Teaching Mario to play with himself: AI, machine learning, and Super Mario Bros.


One of the most challenging aspects of artificial intelligence is teaching the computer how to measure, understand, and react to the world around us. Actions that are second nature to a human must be painstakingly “taught” to a robot. A team at the University of Tubingen in Germany has created a project that turns the concept of a real-world robot AI on its head by tackling a different challenge: teaching Mario to play his own game.

The team has created a video that explains how the system works, step-by-step, but the high-level overview is that Mario’s various actions and responses can all be quantified as values. The AI appears to start with very basic information about how to navigate the world and where he is in relation to various other objects. The team also created a means of tracking Mario’s curiosity about the world (he explores his environment more when curious) and how much he focuses on collecting coins (represented by hunger).

As it encounters enemies, the AI notes their existence. When queried with “What do you know about Goomba?” Mario responds with “I do not know anything about it” After experimental interactions, Mario learns that he can jump or land on Goomba, and that Goomba dies when he does so.

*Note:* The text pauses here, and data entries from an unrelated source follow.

Issue #481, opened 2019-11-28
background initialization


horosgrisa:
### Describe the bug

I load this plugin in the background, after `precmd` hook.
This plugin runs `_zsh_autosuggest_start`  after `precmd`.
So, first prompt will be without autosuggestions. 

### To Reproduce
```sh
TMOUT=1

TRAPALRM() {
  source $PATH_TO_PLUGIN/zsh-autosuggestions.plugin.zsh
}
```

### Expected behavior

After initialization, the plugin must run `_zsh_autosuggest_bind_widgets` directly

ericfreese:
Hi, thanks for reporting this. Please try branch `features/background-initialization` from PR #506 and let me know if it solves your issue.

horosgrisa:
@ericfreese Hi, thank you very much. It works!

horosgrisa:
@ericfreese Hi, why was this branch not merged?

ericfreese:
Simple answer is I just haven't had time to get to it. I'll try to get it merged soon 👍

PR #506, opened 2020-01-27
Allow loading the plugin in the background

ericfreese:
If zle is already active (plugin has been loaded in the background), just start the widgets and set up the automatic re-binding (if manual rebind has not been specified).

See GitHub issue #481

### DIFF
--- a/src/strategies/completion.zsh
+++ b/src/strategies/completion.zsh
@@ -45,8 +45,6 @@ _zsh_autosuggest_capture_completion_widget() {
 zle -N autosuggest-capture-completion _zsh_autosuggest_capture_completion_widget
 
 _zsh_autosuggest_capture_setup() {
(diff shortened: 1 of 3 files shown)


src/strategies/completion.zsh
```diff
@@ -45,8 +45,6 @@ _zsh_autosuggest_capture_completion_widget() {
 zle -N autosuggest-capture-completion _zsh_autosuggest_capture_completion_widget
 
 _zsh_autosuggest_capture_setup() {
-	autoload -Uz is-at-least
```
ericfreese, line 48: There is now one more is-at-least autoload that could possibly be cleaned up

https://github.com/zsh-users/zsh-autosuggestions/blob/aa05920a4aa5a54c2aadbafe66771d1874671e11/src/async.zsh#L47-L47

This, then, is translated back into human speech: “If I jump on Goomba, then he certainly dies.” (This last may be an artifact of German-English translation and sentence structure). Mario learns how to navigate his environment, how to jump to higher areas to reach inaccessible locations, and how to trigger question blocks to grab power ups or other useful items. The AI has different rules for whether Mario is small or big and his behavior can vary depending on whether he’s got a fire flower or just a mushroom.



Mario has an idea about how the world works — the first time he successfully jumps on Goomba, he says “If I jump on Goomba, it maybe dies.” He then tests this hypothesis on future Goombas, comparing the expected outcome with the actual result.

Mario doesn’t use scripted responses — he responds to syntax and understands a vast array of words and phrases. He can be told things “If you jump on Goomba, Goomba dies,” or he can learn them on his own.


Humans, of course, apply these principles of learning and communication thousands of times a day, but we learn them when we’re infants. Teaching Mario that jumping on a Goomba will kill it is a fascinating example of AI, particularly since Mario simultaneously learns that jumping into a Goomba will hurt or kill himself.

Projects like this might one day be a useful step in training more advanced artificial intelligences rules about how to interact with humans. A properly constructed game could teach an AI the most basic rules of interacting with its environment first, then introduce more complex concepts and ideas as the game ran on. The best games already use these sorts of rules; many games will fold a basic tutorial on movement, attacks, and various player capabilities into the game itself, revealing these options as the game progresses and unlocking new abilities as the player demonstrates mastery of previous concepts.



If players can learn these rules within the relatively fixed and simple game environment, AIs may be able to learn them as well. The dangers and risks of AI have been explored a great deal of late, with multiple scientists calling for caution in our continuing research. Teaching Mario to play his own game seems relatively tame compared to the risk of societal upset and autonomous security drones.